06-30-2017 12:02 PM
This may be a question better suited for the EN team (or maybe I've missed some documentation), but how can we achieve a more accurate definition of RADIUS server availability beyond listening on 1812/1645 and 1813/1646? That is, if ISE is using an external identity store (AD, SQL) to authenticate and authorize users/devices, just having the PSN online isn't sufficient -it needs to be able to have connectivity to and be able to perform lookups against that external store.
Much like a web server still listening on 8080, but the tomcat process being hung to the point of not being able to render a web page, port availability does not constitute service/application functionality. It would seem that we could achieve this kind of check with something like F5 LTM health checks; but it would nice to have this available directly in IOS.
Thoughts?
Thank you,
Brian
06-30-2017 01:13 PM
There is a dead server detection built into IOS already:
New style command structure:
radius server <radius server name>
address ipv4 <IP address> auth-port 1812 acct-port 1813
key 0 <RADIUS KEY>
automate-tester username <radius test username> ignore-acct-port idle-time 5
Legacy command structure:
radius-server host <IP address> auth-port 1812 acct-port 1813 ignore-acct-authenticator test username <radius test username> idle-time 5 key <RADIUS Key>
I typically don't put a username/password on the switch which means all I am testing is ISE's ability to process the RADIUS transaction. If you wanted to test all the way to AD that could be a service account.
07-05-2017 06:48 AM
Thanks, Paul.
I'm familiar with the "automate-tester" construct, but, from the documentation: "With this practice, the switch sends periodic test authentication messages to the RADIUS server. It looks for a RADIUS response from the server. A success message is not necessary - a failed authentication will suffice, because it shows that the server is alive."
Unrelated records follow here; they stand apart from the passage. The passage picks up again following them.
PR #6012, opened 2017-11-28
dnsdist: Keep the TCP connection open on cache hit, generated answers

rgacogne:
### Short description

We used to close the TCP connection right away on cases where that did not make sense:
- on a cache hit
- on a self-generated answer
- on a servfail answer caused by the lack of usable downstream servers

We still close the TCP connections on drops, dynamic blocks, lack of usable downstream servers without `setServFailWhenNoServer()` set, invalid queries, network errors..
### Checklist

I have:
- [ ] documented the code


zeha:
LGTM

I'm looking for a way for the RADIUS server to be marked as "dead" when the automated test fails -i.e. if I specify an AD user for the test, and that user isn't able to be successfully authenticated because AD cannot be reached for some reason, mark the RADIUS server as "dead" for whatever duration I've configured.
I realize this isn't a RFC-level requirement as you don't have to use an external ID store; but, in the case of all the customers I interact with, AD is that identity source, and it would be helpful for the interface-level "authentication event server dead" mechanisms to engage as soon as AD is unreachable.
Or is there a better approach?
07-05-2017 07:11 AM
Brian,
There are 3 failure conditions in the ISE authentication phase. I believe if you have your authentication policy tied to AD only and the PSN can’t connect to AD properly that would be the process failed condition and should result in a drop. I haven’t tested that to make sure.
Paul Haferman
Office- 920.996.3011
Cell- 920.284.9250
07-05-2017 07:36 AM
You brought a valid point Brian.
I had a customer who accidentally deleted the ISE PSN service accounts of one location.
Now I would have expected that since PSN is not able to query the AD no response would be sent to the switch and it would be marked dead failover over to remote PSN but instead the PSN did send Radius Reject and it was not marked down.
Subsequently all endpoints were rejected access and the whole site went down.
07-08-2017 06:51 PM
That looks like related to CSCva32914
07-10-2017 07:52 AM
I appreciate the contributions to this thread.
@Hsing-Tsu, that bug shows to be fixed in ISE 2.1 (which the customer is running).
Given the observed behavior at my customer, in conjunction with that seen at @Utkarsh's, it would seem there is something critically missing in the reachability check of a NAD to ISE to AD for the purposes of RADIUS AuthC and AuthZ. We are telling our customers to put their trust in ISE for all network access; we are positioning ISE at the center of "The Network. Intuitive"; yet, we cannot provide a robust mechanism for identity store failure.
Some environments may be ok with an inability to authenticate to the network when there is a problem; but a healthcare or manufacturing customer needs to be able to have a proper business continuity configuration when/if ISE or its external identity store is (verifiably) unreachable.
If we can't do this natively, are there any other ways to get the NAD to properly mark a PSN as down when AD is not available? TCL script?
07-10-2017 01:23 PM
Just to clarify that I saw this issue an year back on ISE 1.4 .
I guess you should test it in ISE 2.1
05-13-2019 12:50 PM
Hello bricrock
Are you aware of a suitable solution against the lack of an external identity store (AD) check on a NAD that does radius over cisco ISE?
05-17-2019 07:12 PM
Ensure to configure the authentication to drop in case of process failure. If still not helping, please open a TAC case to investigate and troubleshoot further.